(Description of the task)
Please reproduce, exactly and in full, the lines from the one containing "### LINKED ISSUE" to the end of the material below.

(Entries shown)
PR #2747, opened 2022-05-26
Add restricted owners for the DB schemas

### LINKED ISSUE #1297: Need to automate database schema updates

mhutchinson:
This isn't a perfect solution, but it's a pragmatic solution that fixes #1297 enough for how much we are making changes

### DIFF
--- a/CODEOWNERS
+++ b/CODEOWNERS
@@ -8,7 +8,14 @@
 # the repo. Unless a later match takes precedence,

(Final answer)
### LINKED ISSUE #1297: Need to automate database schema updates

mhutchinson:
This isn't a perfect solution, but it's a pragmatic solution that fixes #1297 enough for how much we are making changes

### DIFF
--- a/CODEOWNERS
+++ b/CODEOWNERS
@@ -8,7 +8,14 @@
 # the repo. Unless a later match takes precedence,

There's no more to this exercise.